Knowing that implied volatility represents an annualized +/-1 Standard Deviation range of the stock price, why does the price of an ATM straddle differ from this? Also for simplicity, no rates, no dividends, and the returns of the stock are normally distributed.
Under Black-Scholes:
Spot = 100
Strike = 100
DTE = 1 year
IV = 20%
Rates = 0
Dividend = 0
The call price and put price both come out to be 7.97. Meaning the straddle costs: $15.94
To convert the expected 1 Std Dev range of the stock from IV to the 1 Std Dev dollar amount the stock is expected to move:
Implied Vol * √(DTE/252) * Stock Price
In our case, we don't need to do this since our straddle expires in a year (252 days) and IV already represents the annualized Std Dev range of the stock. So it's simply a +/- $20 range. Meaning 68.2% of the time, the stock is expected to stay in the range of ≥80 or 120≤
Then why does the straddle cost \$15.94 instead of \$20.00?

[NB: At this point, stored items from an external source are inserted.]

PR #2374, opened 2026-06-22
[RUM-16940] add `--debug-id` upload mode for web sourcemaps

amortemousque:
## Context

When an error spans multiple micro-frontends, unminification breaks because all frames are resolved using the top frame’s (service, version).

This PR adds support for `debug_id` sourcemaps by extracting the `debug_id` (a [TC39 proposal](https://github.com/tc39/ecma426/blob/main/proposals/debug-id.md)￼) from the source file and including it in the upload metadata. This enables the backend to resolve sourcemaps per frame using debug_id instead of a shared (service, version).

## What this PR does

Adds a `--debug-id` flag to `sourcemaps upload`. When set:

- `--service`, `--release-version`, and `--minified-path-prefix` are **forbidden** when --debug-id is present
- The CLI reads the `debug_id` from the bundle's `ddDebugId` runtime snippet (injected by the build plugin)
- The upload event metadata includes `debug_id` instead of `service`/`version`/`minified_url`

## Test plan

- [ ] `yarn build`
- [ ] `yarn test packages/base/src/commands/sourcemaps`
- [ ] Manual: `yarn launch sourcemaps upload <path> --debug-id  --dry-run`
- [ ] Manual: `yarn launch sourcemaps upload <path>` — validates and rejects missing flags

### DIFF
--- a/packages/base/src/commands/sourcemaps/debugId.ts
+++ b/packages/base/src/commands/sourcemaps/debugId.ts
@@ -1,21 +1,32 @@
 import fs from 'fs'
 
-import type {CommandContext} from '@datadog/datadog-ci-base'
+import type {Sourcemap} from './interfaces'
 
 const DD_DEBUG_ID_REGEX = /["']ddDebugId["']\s*:\s*["']([^"']+)["']/
 
-export const extractDebugId = (filePath: string, context: CommandContext): string | undefined => {
+export const extractDebugId = (filePath: string): string | undefined => {
   try {
     const source = fs.readFileSync(filePath, 'utf-8')
-    const match = source.match(DD_DEBUG_ID_REGEX)
-    if (match) {
-      return match[1]
+
+    return source.match(DD_DEBUG_ID_REGEX)?.[1]
+  } catch {
+    // Unreadable file: treated as having no debug ID.
+    return undefined
+  }
+}
+
+/**
+ * Adds the debug ID extracted from each payload's minified file onto the
+ * payload. Returns true if at least one payload has a debug ID.
+ */
+export const addDebugIdToPayloads = (payloads: Sourcemap[]): boolean => {
+  let hasAnyDebugId = false
+  for (const payload of payloads) {
+    payload.debugId = extractDebugId(payload.minifiedFilePath)
+    if (payload.debugId !== undefined) {
+      hasAnyDebugId = true
     }
-    context.stderr.write(`Debug ID not found in ${filePath}\n`)
-  } catch (err) {
-    const errorMsg = err instanceof Error ? err.message : String(err)
-    context.stderr.write(`Cannot extract Debug ID from ${filePath}: ${errorMsg}\n`)
   }
 
-  return undefined
+  return hasAnyDebugId
 }
--- a/packages/base/src/commands/sourcemaps/debugId.ts
+++ b/packages/base/src/commands/sourcemaps/debugId.ts
@@ -1,0 +1,21 @@
+import fs from 'fs'
+
+import type {CommandContext} from '@datadog/datadog-ci-base'
+
+const DD_DEBUG_ID_REGEX = /["']ddDebugId["']\s*:\s*["']([^"']+)["']/
+
+export const extractDebugId = (filePath: string, context: CommandContext): string | undefined => {
+  try {
+    const source = fs.readFileSync(filePath, 'utf-8')
+    const match = source.match(DD_DEBUG_ID_REGEX)
+    if (match) {
+      return match[1]
+    }
+    context.stderr.write(`Debug ID not found in ${filePath}\n`)
+  } catch (err) {
+    const errorMsg = err instanceof Error ? err.message : String(err)
+    context.stderr.write(`Cannot extract Debug ID from ${filePath}: ${errorMsg}\n`)
+  }
+
+  return undefined
+}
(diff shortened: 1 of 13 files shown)


Drarig29 (approved):

packages/base/src/commands/sourcemaps/upload.ts
```diff
@@ -421,14 +441,17 @@ export class SourcemapsUploadCommand extends BaseCommand {
         return UploadStatus.Skipped
       }
 
-      const payload = sourcemap.asMultipartPayload(
-        this.cliVersion,
-        this.service!,
-        this.releaseVersion!,
-        this.projectPath ?? ''
-      )
+      const debugId = this.debugId ? extractDebugId(sourcemap.minifiedFilePath, this.context) : undefined
```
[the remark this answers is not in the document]
amortemousque: Already handled — in `--debug-id` mode a payload is never uploaded without an identifier:

1. **Per file:** a sourcemap with no `ddDebugId` is skipped (`missing_debug_id`) in validation, before `asMultipartPayload` is built.
2. **All files:** if none yield a debug ID, the command aborts with exit 1 (`No debug ID found in any minified file. Aborting upload.`) before any upload.

packages/base/src/commands/sourcemaps/debugId.ts
```diff
@@ -0,0 +1,32 @@
+import fs from 'fs'
+
+import type {Sourcemap} from './interfaces'
+
+const DD_DEBUG_ID_REGEX = /["']ddDebugId["']\s*:\s*["']([^"']+)["']/
```
buranmert: can we use a more strict regex for UUID format like [this](https://www.postgresql.org/docs/current/datatype-uuid.html)? or do some bundlers use non-UUID debugIDs and we need to accept them too?

packages/base/src/commands/sourcemaps/debugId.ts
```diff
@@ -0,0 +1,32 @@
...
+
+export const extractDebugId = (filePath: string): string | undefined => {
+  try {
+    const source = fs.readFileSync(filePath, 'utf-8')
+
+    return source.match(DD_DEBUG_ID_REGEX)?.[1]
```
buranmert, line 12: if we can assume that the debugID is in the last lines of a file, maybe we can use [this](https://github.com/DataDog/datadog-ci/blob/master/packages/base/src/commands/sourcemaps/utils.ts#L8) to avoid reading the whole file

buranmert (commented):
LGTM but i left 2 comments before approving

packages/base/src/commands/sourcemaps/debugId.ts
amortemousque: I’m reading the debugId from the snippet injected at the top of the file. There may already be other injected content before it, so I can’t assume it’s at a fixed position. I also considered streaming the file and stopping as soon as I found the match, but that would likely require running multiple regexes per file, which doesn’t seem worth the tradeoff. Wdyt?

To add to the question, a common formula I've seen traders use to get the price of a straddle if they already know the σ (IV) term is:
Straddle Price = 0.8 * Implied Vol * √(DTE/252) * Stock Price
And if the straddle price is already known then the reverse formula to get the IV is:
Implied Volatility = 1.25 * (Straddle Price/Stock Price) * √(DTE/252) * Stock Price
To summarize my questions are:
Why is the Straddle dollar price different (less) than IV's 1 Standard Deviation dollar range? Does this mean straddles are underpriced because it should cost \$20 but actually costs \$15.94?
In the first formula, why is implied volatility being multiplied by 0.8? If you removed this, then the price of a straddle would be the exact dollar amount of the expected +/- 1 Std Dev range of the stock, which would make sense.
And in the second formula, why are we multiplying by 1.25?
This does not make sense to me as I ought to think an "exact" ATM straddle should cost the expected 1 Std Dev in dollars ("expected move").